* Requirement
Give the number of lines below that contain the string "Maybe", and no other text.

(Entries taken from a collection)
....
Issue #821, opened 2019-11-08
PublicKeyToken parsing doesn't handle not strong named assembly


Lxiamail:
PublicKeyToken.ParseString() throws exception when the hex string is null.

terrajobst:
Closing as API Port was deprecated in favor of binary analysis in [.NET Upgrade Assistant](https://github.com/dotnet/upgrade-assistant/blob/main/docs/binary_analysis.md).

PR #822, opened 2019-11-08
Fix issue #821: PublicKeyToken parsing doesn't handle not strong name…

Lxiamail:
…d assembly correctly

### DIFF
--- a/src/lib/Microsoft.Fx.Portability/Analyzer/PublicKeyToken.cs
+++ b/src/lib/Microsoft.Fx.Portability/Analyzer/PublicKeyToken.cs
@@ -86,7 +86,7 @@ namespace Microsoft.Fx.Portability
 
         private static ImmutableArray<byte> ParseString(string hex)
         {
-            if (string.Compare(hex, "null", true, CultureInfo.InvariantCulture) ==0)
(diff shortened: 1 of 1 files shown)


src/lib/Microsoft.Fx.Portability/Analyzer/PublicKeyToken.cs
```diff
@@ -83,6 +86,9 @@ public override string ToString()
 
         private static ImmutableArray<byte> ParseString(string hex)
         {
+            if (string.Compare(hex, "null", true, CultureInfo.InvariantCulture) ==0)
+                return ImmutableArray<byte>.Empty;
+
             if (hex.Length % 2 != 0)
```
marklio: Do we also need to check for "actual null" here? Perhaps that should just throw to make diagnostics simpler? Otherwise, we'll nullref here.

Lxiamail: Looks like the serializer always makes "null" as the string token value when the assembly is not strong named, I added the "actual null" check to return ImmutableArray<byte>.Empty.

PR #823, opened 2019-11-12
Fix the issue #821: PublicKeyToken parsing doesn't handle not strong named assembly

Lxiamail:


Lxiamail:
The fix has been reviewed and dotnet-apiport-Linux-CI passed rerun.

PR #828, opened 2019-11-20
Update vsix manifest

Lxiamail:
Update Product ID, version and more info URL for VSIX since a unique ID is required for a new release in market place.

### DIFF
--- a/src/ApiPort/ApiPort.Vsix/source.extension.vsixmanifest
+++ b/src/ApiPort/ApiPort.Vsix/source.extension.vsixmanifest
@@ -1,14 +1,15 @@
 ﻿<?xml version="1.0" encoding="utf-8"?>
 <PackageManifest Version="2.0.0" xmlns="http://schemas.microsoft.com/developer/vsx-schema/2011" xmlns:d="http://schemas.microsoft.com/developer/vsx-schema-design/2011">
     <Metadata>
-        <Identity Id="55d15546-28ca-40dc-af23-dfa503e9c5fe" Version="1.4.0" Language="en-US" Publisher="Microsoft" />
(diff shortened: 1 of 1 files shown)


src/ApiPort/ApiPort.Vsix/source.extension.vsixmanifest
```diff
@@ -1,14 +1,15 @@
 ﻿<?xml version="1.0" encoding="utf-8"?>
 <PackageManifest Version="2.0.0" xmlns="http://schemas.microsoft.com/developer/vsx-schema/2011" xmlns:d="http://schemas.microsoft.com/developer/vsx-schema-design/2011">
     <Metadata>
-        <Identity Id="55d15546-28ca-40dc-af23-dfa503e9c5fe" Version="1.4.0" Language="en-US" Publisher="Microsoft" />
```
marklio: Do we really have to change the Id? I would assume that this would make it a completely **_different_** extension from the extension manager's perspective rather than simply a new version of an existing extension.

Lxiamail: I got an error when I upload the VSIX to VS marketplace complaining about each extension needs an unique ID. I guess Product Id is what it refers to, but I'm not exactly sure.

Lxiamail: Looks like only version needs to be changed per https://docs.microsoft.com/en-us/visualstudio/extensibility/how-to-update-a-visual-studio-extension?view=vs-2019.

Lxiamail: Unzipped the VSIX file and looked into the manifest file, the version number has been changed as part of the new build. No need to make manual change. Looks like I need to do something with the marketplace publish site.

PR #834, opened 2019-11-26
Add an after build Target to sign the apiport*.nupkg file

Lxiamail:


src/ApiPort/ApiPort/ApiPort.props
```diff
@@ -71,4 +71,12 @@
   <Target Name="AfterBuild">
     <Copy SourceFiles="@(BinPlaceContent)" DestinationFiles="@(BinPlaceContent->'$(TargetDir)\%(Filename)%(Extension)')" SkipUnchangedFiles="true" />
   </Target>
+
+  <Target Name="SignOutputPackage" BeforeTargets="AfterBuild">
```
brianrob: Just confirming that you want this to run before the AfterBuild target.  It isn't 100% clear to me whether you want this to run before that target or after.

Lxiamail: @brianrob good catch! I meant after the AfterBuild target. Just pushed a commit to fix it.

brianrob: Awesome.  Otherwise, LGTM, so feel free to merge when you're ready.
....
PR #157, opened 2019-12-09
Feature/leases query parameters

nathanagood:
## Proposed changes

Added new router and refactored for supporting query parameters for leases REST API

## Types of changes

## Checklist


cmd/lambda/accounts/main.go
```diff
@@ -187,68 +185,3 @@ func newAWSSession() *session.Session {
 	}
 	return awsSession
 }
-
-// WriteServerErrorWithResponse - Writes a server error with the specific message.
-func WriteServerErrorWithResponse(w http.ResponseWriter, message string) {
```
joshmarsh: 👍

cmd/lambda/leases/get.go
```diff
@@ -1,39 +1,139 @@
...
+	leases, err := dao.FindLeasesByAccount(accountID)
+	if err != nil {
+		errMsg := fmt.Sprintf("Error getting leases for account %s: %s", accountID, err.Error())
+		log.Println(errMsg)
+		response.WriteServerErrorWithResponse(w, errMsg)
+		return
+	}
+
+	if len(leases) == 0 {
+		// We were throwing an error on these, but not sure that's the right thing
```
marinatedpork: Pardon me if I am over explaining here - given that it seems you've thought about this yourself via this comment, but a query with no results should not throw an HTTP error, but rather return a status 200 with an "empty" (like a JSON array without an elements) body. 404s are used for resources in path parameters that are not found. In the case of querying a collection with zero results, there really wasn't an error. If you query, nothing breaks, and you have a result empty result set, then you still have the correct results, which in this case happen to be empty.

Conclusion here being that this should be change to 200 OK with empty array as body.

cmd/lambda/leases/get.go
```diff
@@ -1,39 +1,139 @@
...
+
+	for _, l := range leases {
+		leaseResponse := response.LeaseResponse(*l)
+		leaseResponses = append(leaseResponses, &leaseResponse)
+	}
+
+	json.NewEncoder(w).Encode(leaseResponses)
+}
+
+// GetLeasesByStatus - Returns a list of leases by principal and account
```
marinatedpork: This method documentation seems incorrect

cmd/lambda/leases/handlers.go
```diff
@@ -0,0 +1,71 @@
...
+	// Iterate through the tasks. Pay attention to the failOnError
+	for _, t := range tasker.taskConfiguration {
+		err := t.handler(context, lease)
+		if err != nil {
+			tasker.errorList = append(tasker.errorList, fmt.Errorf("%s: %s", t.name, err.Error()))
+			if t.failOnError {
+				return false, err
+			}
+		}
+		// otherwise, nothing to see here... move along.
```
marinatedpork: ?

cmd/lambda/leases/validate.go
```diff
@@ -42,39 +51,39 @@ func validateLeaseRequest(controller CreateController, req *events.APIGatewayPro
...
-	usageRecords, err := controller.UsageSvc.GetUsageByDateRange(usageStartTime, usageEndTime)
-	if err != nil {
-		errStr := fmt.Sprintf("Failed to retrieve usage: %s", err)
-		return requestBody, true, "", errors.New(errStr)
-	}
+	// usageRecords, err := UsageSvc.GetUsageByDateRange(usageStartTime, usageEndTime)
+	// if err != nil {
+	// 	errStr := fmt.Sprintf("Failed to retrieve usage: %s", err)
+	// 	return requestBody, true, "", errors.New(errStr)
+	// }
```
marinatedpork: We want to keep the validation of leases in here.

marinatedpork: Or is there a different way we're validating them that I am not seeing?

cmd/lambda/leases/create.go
....
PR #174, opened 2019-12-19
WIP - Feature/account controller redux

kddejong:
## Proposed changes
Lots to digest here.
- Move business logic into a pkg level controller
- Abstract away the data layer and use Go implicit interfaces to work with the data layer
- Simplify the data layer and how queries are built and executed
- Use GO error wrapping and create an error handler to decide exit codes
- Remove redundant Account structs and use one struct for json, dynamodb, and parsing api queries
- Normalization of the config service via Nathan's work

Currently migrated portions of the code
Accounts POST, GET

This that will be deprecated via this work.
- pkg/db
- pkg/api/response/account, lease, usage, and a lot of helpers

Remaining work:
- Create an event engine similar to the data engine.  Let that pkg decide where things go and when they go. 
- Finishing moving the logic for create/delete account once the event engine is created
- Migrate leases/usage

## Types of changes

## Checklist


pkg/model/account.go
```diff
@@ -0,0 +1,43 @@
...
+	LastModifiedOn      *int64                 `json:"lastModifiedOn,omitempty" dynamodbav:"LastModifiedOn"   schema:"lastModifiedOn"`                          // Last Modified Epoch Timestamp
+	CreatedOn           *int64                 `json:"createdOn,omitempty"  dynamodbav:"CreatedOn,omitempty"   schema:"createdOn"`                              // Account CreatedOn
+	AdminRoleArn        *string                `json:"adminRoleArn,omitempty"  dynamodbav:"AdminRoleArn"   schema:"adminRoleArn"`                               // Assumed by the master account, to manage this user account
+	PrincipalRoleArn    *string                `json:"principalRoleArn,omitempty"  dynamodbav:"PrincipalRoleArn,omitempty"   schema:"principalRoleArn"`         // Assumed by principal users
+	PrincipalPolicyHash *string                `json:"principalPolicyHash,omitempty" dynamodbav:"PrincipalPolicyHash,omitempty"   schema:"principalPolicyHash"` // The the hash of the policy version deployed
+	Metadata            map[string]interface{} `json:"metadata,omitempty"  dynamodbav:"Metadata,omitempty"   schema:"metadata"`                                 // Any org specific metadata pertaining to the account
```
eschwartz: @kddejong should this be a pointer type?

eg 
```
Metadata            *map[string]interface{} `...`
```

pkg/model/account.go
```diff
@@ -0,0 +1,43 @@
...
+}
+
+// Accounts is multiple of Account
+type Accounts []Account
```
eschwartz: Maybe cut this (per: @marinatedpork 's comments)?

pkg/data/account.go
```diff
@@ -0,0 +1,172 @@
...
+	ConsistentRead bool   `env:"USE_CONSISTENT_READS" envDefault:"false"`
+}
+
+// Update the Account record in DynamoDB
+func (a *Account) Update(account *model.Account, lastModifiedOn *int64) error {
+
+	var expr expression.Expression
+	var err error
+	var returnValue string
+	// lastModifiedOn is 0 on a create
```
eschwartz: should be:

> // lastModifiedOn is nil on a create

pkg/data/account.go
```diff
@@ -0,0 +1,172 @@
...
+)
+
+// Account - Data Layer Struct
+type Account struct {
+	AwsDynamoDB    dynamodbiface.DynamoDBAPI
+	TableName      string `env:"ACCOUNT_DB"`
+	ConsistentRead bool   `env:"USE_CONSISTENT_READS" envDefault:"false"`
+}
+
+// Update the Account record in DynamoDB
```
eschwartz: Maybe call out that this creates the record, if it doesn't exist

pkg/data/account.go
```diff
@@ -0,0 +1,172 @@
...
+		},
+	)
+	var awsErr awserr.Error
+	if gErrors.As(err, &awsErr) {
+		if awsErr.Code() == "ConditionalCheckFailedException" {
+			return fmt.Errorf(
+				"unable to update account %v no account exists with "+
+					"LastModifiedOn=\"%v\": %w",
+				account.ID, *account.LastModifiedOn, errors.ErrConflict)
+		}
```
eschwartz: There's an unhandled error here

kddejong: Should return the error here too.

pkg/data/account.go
....
* Your solution
2